┌─ Given information

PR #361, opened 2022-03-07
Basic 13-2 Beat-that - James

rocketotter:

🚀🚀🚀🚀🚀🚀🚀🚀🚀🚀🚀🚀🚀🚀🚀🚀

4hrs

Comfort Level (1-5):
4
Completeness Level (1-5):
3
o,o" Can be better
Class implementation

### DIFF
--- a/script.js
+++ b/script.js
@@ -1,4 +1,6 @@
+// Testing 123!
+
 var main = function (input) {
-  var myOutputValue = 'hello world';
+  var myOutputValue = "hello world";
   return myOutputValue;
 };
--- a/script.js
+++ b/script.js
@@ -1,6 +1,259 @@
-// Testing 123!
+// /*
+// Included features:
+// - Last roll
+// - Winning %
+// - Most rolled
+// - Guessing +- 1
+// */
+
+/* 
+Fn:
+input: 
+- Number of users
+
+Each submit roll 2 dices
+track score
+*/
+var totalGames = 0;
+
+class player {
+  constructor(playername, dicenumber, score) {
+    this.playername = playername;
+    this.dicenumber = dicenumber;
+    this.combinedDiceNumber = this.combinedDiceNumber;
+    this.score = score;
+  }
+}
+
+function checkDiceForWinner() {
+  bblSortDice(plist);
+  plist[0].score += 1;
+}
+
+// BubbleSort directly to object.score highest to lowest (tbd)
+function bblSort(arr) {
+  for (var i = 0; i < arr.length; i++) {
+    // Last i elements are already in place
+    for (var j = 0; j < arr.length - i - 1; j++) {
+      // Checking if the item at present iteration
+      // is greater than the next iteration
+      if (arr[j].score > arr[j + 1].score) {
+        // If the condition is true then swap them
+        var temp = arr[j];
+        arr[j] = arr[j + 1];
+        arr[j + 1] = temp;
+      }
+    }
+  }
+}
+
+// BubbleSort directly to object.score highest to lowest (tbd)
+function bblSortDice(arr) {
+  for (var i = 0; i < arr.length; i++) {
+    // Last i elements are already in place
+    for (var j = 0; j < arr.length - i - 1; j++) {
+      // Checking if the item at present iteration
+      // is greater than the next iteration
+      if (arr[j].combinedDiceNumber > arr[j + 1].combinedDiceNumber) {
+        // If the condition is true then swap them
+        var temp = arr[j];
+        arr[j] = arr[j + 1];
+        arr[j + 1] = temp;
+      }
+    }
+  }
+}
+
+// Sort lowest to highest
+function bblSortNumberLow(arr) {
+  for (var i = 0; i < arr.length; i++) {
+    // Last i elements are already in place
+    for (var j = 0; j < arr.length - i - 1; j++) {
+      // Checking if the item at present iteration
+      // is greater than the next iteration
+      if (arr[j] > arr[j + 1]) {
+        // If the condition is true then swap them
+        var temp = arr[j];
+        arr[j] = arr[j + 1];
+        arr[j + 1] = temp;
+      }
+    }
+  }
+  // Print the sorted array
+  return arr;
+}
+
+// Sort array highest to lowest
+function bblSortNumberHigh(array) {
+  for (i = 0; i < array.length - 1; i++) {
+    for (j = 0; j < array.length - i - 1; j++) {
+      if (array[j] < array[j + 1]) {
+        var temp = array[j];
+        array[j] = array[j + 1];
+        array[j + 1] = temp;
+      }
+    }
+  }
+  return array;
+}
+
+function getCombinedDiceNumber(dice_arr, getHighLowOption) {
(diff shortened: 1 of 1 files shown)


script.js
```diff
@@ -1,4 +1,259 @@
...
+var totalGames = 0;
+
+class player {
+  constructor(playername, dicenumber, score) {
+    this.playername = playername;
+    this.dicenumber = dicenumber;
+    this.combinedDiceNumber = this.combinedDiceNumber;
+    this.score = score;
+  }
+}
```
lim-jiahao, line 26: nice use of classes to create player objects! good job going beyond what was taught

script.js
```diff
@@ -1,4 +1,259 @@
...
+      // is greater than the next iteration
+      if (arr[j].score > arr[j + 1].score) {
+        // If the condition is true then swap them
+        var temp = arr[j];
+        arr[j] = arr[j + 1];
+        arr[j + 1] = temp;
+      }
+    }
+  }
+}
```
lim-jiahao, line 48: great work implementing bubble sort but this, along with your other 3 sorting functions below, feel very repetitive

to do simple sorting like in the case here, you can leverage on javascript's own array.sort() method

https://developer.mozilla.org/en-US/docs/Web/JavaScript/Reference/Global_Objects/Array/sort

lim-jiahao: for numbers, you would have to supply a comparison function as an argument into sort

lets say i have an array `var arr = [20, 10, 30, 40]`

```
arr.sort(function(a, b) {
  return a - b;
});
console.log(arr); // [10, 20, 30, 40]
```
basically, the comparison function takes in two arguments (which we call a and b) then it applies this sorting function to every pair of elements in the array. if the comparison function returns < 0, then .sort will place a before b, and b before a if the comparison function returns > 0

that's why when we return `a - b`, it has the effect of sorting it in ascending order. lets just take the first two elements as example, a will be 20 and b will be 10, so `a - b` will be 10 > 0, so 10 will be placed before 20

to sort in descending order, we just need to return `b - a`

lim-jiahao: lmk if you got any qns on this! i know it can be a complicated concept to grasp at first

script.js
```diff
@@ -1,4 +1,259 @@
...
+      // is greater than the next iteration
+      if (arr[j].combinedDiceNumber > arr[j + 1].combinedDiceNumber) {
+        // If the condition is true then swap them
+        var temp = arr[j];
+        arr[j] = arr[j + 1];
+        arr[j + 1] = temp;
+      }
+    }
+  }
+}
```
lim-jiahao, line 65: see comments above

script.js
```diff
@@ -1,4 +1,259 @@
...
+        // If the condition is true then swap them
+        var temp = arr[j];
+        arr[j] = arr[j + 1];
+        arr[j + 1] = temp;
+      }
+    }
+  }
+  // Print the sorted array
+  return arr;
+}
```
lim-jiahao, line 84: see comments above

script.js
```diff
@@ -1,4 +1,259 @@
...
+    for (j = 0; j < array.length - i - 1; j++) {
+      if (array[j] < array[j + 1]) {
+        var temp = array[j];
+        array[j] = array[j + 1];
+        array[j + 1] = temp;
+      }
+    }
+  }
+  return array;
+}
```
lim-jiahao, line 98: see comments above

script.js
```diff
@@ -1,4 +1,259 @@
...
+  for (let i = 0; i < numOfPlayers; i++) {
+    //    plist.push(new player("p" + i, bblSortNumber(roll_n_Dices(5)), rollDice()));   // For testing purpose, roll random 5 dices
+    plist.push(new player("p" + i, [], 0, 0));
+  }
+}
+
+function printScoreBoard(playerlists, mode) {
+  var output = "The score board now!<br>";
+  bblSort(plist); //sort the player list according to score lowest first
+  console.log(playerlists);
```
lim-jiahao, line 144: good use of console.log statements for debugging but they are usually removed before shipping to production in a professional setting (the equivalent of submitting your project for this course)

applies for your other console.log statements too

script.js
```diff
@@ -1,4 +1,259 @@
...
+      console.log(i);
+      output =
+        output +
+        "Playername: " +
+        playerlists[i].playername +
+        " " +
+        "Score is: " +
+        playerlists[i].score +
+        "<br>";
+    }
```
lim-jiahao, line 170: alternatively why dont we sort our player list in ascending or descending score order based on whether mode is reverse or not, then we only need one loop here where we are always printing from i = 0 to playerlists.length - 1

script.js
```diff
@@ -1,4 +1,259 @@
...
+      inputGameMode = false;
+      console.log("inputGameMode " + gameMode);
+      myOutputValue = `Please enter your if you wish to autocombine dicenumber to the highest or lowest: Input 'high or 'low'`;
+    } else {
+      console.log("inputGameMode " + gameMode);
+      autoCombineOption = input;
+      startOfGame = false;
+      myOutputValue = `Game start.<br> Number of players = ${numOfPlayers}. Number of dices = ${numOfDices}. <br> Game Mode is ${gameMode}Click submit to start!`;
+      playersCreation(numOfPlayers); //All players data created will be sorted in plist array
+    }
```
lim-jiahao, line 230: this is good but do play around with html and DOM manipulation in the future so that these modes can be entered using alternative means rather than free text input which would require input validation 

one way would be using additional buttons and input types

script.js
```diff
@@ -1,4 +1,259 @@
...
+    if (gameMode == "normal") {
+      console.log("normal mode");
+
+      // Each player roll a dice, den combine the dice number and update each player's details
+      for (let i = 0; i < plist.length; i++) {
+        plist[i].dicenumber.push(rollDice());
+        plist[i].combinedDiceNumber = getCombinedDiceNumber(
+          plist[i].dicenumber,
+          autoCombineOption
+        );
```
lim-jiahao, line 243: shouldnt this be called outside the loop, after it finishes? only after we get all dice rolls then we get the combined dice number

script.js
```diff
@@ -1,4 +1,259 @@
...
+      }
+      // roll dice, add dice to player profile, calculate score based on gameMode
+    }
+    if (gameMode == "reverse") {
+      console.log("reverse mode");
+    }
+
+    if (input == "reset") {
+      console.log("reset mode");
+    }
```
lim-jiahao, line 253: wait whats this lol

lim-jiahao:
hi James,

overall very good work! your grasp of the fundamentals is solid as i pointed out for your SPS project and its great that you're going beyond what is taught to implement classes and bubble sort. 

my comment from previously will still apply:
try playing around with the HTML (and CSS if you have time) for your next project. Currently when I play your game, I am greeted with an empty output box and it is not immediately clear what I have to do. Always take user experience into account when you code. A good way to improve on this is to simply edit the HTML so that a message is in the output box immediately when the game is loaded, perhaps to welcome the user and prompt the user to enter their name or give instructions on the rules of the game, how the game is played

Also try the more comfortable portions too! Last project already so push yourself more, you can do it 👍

└─

» What you have to do:
Return each line of the data where the word "autoCombineOption" appears.

» Answer to this problem:
+      autoCombineOption = input;
+          autoCombineOption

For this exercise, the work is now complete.